Gull Bay First Nation Election Appeal Dismissed

Gull Bay First Nation is 175kms North of Thunder Bay.
Gull Bay First Nation is 175kms North of Thunder Bay.
Gull Bay First Nation is 175kms North of Thunder Bay.
Gull Bay First Nation is 175kms North of Thunder Bay.

GULL BAY FIRST NATION – In a Registered Letter sent out to all candidates dated June 28, 2015 from Aboriginal Affairs and Northern Development Canada (AANDC) Policy Development and Coordination Branch, Director General Perry Billingsley outlined that the appeal in regards to the results of the GBFN general election held January10. 2015 was dismissed and, as such, the results stand.

“AANDC has concluded that, based on the examination of all particulars and documents filed in connection with the notice of appeal, and on the balance of probabilities, there were no contraventions or violations of the Indian Act or the Indian Band Election Regulations (IBER) that might have affected the results of the election,” stated Billingsley.

AANDC’s letter addresses point-by-point the eleven allegations put forward to the Department by GBFN member Mary Poile in her affidavit made in ‘good faith and for no improper purpose’ sworn on February 20th. Oddly enough, one of the false claims made by Mary Poile was that she did not witness the Electoral Officer examining the ballot box to ensure it was empty.

“The information submitted in connection with the appeal reveals that, immediately before the poll opened, the Electoral Officer indeed examined the ballot box in front of witnesses, and found it to be empty. The box was then sealed. This is further confirmed by the declaration found in the election materials, called the Opening Poll form, which was signed by the Electoral Officer, Deputy Electoral Officer and Mary Poile,” wrotes Billingsley.

“Gone are the days when members who perceive themselves to be on the ‘losing’ side of election results simply file fabricated and fraudulent statements with AANDC to impede the governance mechanism and obstruct operations of their own Nation thereby negatively impacting all members,” states Chief Wilfred King. “Sadly, every time they lose, the opposition here in Gull Bay carries out its seemingly regular practice in the submission of a frivolous and vexatious appeal to AANDC. It only serves to hurt the people they claim they want to govern by shortening the mandate of office thereby handcuffing a legitimate Council from conducting business vital to the community, and planting the seed of doubt in the minds of industry/business partners to as to whether or not they are dealing with the legitimate FN leaders at the negotiation tables and in partnership agreements.”

King goes on to describe the current two-year term of office under the Indian Act as too short and prohibitive. “This appeal has encouraged Gull Bay leadership to explore opting into the new federal legislation First Nations Elections Act that sees the mandate of FN leaderships extended to four-year terms . With a longer mandate, similar to that of provincial and federal governments, FN communities can offer greater certainty and stability to potential project partners and operate within realistic timelines to see proposals evolve from concept development and to the implementation stage. With clearer criteria, members will be presented with ballots that name more truly committed candidates .”
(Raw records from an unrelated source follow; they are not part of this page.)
PR #2307, opened 2026-01-21
fix: empty `Dataset2D` warning + columns setting implementation

ilan-gold:
Setting the columns (which occurs with `pandas_as_str` in our codebase) was unimplemented for `Dataset2D` (thus causing a `AttributeError`), a fact I discovered because I never implemented a test for setting `.obs` to an empty `Dataset2D` (i.e., no columns) and ran some tests on it. This implements that test and catches the warning.

Ideally, the warning would not be raised if that caller is `anndata` itself but I am not sure doing stack inspection is really worth it.  Happy to implement though!

- [x] Discovered in https://github.com/scverse/annbatch/actions/runs/21143427459/job/60803045742?pr=117
- [x] Tests added

### DIFF
--- a/src/anndata/_core/xarray.py
+++ b/src/anndata/_core/xarray.py
@@ -286,15 +286,13 @@ class Dataset2D:
 
     @columns.setter
     def columns(self, val) -> None:
+        if len(self.columns.symmetric_difference(val)) > 0:
+            msg = "Trying to rename the keys of the mapping with new names - please use a different API to rename the keys of the underlying dataset mapping."
+            raise ValueError(msg)
         warn(
             "Setting columns on `Dataset2D` has no effect because the underlying data structure has no apparent ordering on its keys",
             UserWarning,
         )
-        if len(self.columns.symmetric_difference(val)) > 0:
-            msg = (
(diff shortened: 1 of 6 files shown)


src/anndata/_core/xarray.py
```diff
@@ -282,6 +284,16 @@ def columns(self) -> pd.Index:
             columns.discard(index_key)
         return pd.Index(columns)
 
+    @columns.setter
+    def columns(self, val) -> None:
+        if len(self.columns.symmetric_difference(val)) > 0:
+            msg = "Trying to rename the keys of the mapping with new names - please use a different API to rename the keys of the underlying dataset mapping."
+            raise ValueError(msg)
+        warn(
+            "Setting columns on `Dataset2D` has no effect because the underlying data structure has no apparent ordering on its keys",
```
flying-sheep: Maybe reword this so it’s clearer that we interpret this action as the user trying to reorder columns?

flying-sheep (approved):

src/anndata/_core/xarray.py
ilan-gold: Good call!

GBFN Council will now legally and operationally evaluate the ramifications of Ms. Poile’s numerous false and misleading allegations contained within her sworn statement and assess the potential damages to the First Nation associated with the loss of 25% of the mandated term of the current Chief and Council’s office in regards to missed opportunities of economic development proposals, capital infrastructure projects, social welfare and service programming to members of the community .

Chief King is back to work in Gull Bay First Nation
Chief King , Gull Bay First Nation

“I am eager to get on with picking up negotiations where Iwas forced to leave off – specifically on the five outstanding claims; (1) larger land base, (2) timber, (3) highway expropriation and (4) Ontario and (5) Canada’s responsibilities relative to the community’s grievances in regards to OPG past hydro­ electric development which forever changed the landscape and people of GBFN,” says King.

King expresses, “With the completion of this election appeal process, I trust that the few remaining opposition members can finally come to accept the clear and unequivocal endorsement won by me and my Council. Governing our Nation at this particular moment is more serious and critical than any other time in our history, for reasons of which our members are acutely aware. I am firm in my commitment to do the hard work, stand the difficult line, and carry out the advocacy necessary to
steer our Nation in a sustainable, mutually beneficial manner. I do so on behalf of all GBFN Citizens – no matter where their political allegiances may rest.”

Kiashke Zaaging Anishinaabek – Gull Bay First Nation Chief and Council intends to continue with activities that support the assertion of their Aboriginal and Treaty Rights as they move in a direction towards the ultimate achievement of their own autonomy through the formation of Self-Government.

“I will continue to be a vocal proponent of Indigenous Sovereignty and an ardent champion of Treaties as legally binding agreements. Council carries on with the promotion of our agenda which is solely based on the protection of our Traditional Territory and the promotion of our Citizens,” King stated.